Try it -
Every single entry should be printed exactly.

Material supplied -
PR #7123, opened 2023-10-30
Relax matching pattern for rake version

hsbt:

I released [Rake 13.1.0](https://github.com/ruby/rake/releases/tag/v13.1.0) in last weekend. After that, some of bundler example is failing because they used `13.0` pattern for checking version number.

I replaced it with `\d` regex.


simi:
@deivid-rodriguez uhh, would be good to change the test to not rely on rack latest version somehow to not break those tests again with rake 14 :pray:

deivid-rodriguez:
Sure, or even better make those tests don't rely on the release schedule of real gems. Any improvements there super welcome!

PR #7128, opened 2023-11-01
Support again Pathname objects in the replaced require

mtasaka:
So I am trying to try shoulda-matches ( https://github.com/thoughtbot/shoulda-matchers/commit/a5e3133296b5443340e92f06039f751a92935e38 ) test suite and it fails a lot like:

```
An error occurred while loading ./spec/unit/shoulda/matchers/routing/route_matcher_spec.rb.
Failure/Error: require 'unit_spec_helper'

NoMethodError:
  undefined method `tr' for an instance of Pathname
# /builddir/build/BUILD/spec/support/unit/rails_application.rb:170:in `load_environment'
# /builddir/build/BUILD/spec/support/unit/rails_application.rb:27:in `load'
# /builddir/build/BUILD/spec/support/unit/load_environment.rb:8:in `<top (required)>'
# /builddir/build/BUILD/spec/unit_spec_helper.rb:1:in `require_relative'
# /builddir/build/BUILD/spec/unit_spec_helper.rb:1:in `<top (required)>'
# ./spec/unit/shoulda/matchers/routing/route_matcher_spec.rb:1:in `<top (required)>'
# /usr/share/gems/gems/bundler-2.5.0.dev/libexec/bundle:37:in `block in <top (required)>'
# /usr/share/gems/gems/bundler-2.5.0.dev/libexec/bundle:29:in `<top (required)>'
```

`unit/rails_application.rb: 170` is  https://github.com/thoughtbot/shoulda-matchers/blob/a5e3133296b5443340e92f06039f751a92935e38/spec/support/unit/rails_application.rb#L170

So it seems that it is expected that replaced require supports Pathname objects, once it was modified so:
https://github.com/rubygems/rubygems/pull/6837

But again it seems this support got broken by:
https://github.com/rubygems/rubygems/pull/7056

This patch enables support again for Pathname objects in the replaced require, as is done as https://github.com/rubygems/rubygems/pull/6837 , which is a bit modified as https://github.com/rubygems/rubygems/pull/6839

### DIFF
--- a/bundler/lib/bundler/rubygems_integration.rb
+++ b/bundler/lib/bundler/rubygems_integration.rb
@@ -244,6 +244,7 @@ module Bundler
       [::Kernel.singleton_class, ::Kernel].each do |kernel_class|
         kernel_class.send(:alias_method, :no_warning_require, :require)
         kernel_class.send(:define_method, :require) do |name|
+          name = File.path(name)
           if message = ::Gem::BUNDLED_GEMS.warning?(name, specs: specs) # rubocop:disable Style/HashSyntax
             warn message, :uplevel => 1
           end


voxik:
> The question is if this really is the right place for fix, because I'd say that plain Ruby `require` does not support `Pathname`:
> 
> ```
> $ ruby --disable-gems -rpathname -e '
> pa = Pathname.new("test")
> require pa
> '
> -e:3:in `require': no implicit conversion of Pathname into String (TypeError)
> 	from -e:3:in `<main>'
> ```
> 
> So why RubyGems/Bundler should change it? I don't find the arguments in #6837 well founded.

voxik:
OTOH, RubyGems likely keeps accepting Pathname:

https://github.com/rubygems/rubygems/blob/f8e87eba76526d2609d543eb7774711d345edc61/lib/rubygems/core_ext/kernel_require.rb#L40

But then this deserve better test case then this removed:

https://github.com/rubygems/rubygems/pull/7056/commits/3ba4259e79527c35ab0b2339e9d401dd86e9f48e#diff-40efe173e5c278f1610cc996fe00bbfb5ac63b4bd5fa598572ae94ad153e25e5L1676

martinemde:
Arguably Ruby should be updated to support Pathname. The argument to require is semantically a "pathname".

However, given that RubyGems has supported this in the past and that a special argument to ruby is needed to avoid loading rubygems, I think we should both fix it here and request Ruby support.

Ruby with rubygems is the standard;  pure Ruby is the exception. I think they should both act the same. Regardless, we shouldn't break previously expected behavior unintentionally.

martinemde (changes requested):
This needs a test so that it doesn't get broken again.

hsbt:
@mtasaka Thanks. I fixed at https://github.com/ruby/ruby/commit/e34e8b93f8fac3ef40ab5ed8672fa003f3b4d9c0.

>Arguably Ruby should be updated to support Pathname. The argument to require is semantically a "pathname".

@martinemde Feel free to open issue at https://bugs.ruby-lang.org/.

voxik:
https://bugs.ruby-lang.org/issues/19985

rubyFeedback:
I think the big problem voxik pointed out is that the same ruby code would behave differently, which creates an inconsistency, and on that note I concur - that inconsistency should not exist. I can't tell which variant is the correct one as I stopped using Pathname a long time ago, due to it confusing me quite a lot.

Result below -
PR #7123, opened 2023-10-30
Relax matching pattern for rake version

hsbt:

I released [Rake 13.1.0](https://github.com/ruby/rake/releases/tag/v13.1.0) in last weekend. After that, some of bundler example is failing because they used `13.0` pattern for checking version number.

I replaced it with `\d` regex.


simi:
@deivid-rodriguez uhh, would be good to change the test to not rely on rack latest version somehow to not break those tests again with rake 14 :pray:

deivid-rodriguez:
Sure, or even better make those tests don't rely on the release schedule of real gems. Any improvements there super welcome!

PR #7128, opened 2023-11-01
Support again Pathname objects in the replaced require

mtasaka:
So I am trying to try shoulda-matches ( https://github.com/thoughtbot/shoulda-matchers/commit/a5e3133296b5443340e92f06039f751a92935e38 ) test suite and it fails a lot like:

```
An error occurred while loading ./spec/unit/shoulda/matchers/routing/route_matcher_spec.rb.
Failure/Error: require 'unit_spec_helper'

NoMethodError:
  undefined method `tr' for an instance of Pathname
# /builddir/build/BUILD/spec/support/unit/rails_application.rb:170:in `load_environment'
# /builddir/build/BUILD/spec/support/unit/rails_application.rb:27:in `load'
# /builddir/build/BUILD/spec/support/unit/load_environment.rb:8:in `<top (required)>'
# /builddir/build/BUILD/spec/unit_spec_helper.rb:1:in `require_relative'
# /builddir/build/BUILD/spec/unit_spec_helper.rb:1:in `<top (required)>'
# ./spec/unit/shoulda/matchers/routing/route_matcher_spec.rb:1:in `<top (required)>'
# /usr/share/gems/gems/bundler-2.5.0.dev/libexec/bundle:37:in `block in <top (required)>'
# /usr/share/gems/gems/bundler-2.5.0.dev/libexec/bundle:29:in `<top (required)>'
```

`unit/rails_application.rb: 170` is  https://github.com/thoughtbot/shoulda-matchers/blob/a5e3133296b5443340e92f06039f751a92935e38/spec/support/unit/rails_application.rb#L170

So it seems that it is expected that replaced require supports Pathname objects, once it was modified so:
https://github.com/rubygems/rubygems/pull/6837

But again it seems this support got broken by:
https://github.com/rubygems/rubygems/pull/7056

This patch enables support again for Pathname objects in the replaced require, as is done as https://github.com/rubygems/rubygems/pull/6837 , which is a bit modified as https://github.com/rubygems/rubygems/pull/6839

### DIFF
--- a/bundler/lib/bundler/rubygems_integration.rb
+++ b/bundler/lib/bundler/rubygems_integration.rb
@@ -244,6 +244,7 @@ module Bundler
       [::Kernel.singleton_class, ::Kernel].each do |kernel_class|
         kernel_class.send(:alias_method, :no_warning_require, :require)
         kernel_class.send(:define_method, :require) do |name|
+          name = File.path(name)
           if message = ::Gem::BUNDLED_GEMS.warning?(name, specs: specs) # rubocop:disable Style/HashSyntax
             warn message, :uplevel => 1
           end


voxik:
> The question is if this really is the right place for fix, because I'd say that plain Ruby `require` does not support `Pathname`:
> 
> ```
> $ ruby --disable-gems -rpathname -e '
> pa = Pathname.new("test")
> require pa
> '
> -e:3:in `require': no implicit conversion of Pathname into String (TypeError)
> 	from -e:3:in `<main>'
> ```
> 
> So why RubyGems/Bundler should change it? I don't find the arguments in #6837 well founded.

voxik:
OTOH, RubyGems likely keeps accepting Pathname:

https://github.com/rubygems/rubygems/blob/f8e87eba76526d2609d543eb7774711d345edc61/lib/rubygems/core_ext/kernel_require.rb#L40

But then this deserve better test case then this removed:

https://github.com/rubygems/rubygems/pull/7056/commits/3ba4259e79527c35ab0b2339e9d401dd86e9f48e#diff-40efe173e5c278f1610cc996fe00bbfb5ac63b4bd5fa598572ae94ad153e25e5L1676

martinemde:
Arguably Ruby should be updated to support Pathname. The argument to require is semantically a "pathname".

However, given that RubyGems has supported this in the past and that a special argument to ruby is needed to avoid loading rubygems, I think we should both fix it here and request Ruby support.

Ruby with rubygems is the standard;  pure Ruby is the exception. I think they should both act the same. Regardless, we shouldn't break previously expected behavior unintentionally.

martinemde (changes requested):
This needs a test so that it doesn't get broken again.

hsbt:
@mtasaka Thanks. I fixed at https://github.com/ruby/ruby/commit/e34e8b93f8fac3ef40ab5ed8672fa003f3b4d9c0.

>Arguably Ruby should be updated to support Pathname. The argument to require is semantically a "pathname".

@martinemde Feel free to open issue at https://bugs.ruby-lang.org/.

voxik:
https://bugs.ruby-lang.org/issues/19985

rubyFeedback:
I think the big problem voxik pointed out is that the same ruby code would behave differently, which creates an inconsistency, and on that note I concur - that inconsistency should not exist. I can't tell which variant is the correct one as I stopped using Pathname a long time ago, due to it confusing me quite a lot.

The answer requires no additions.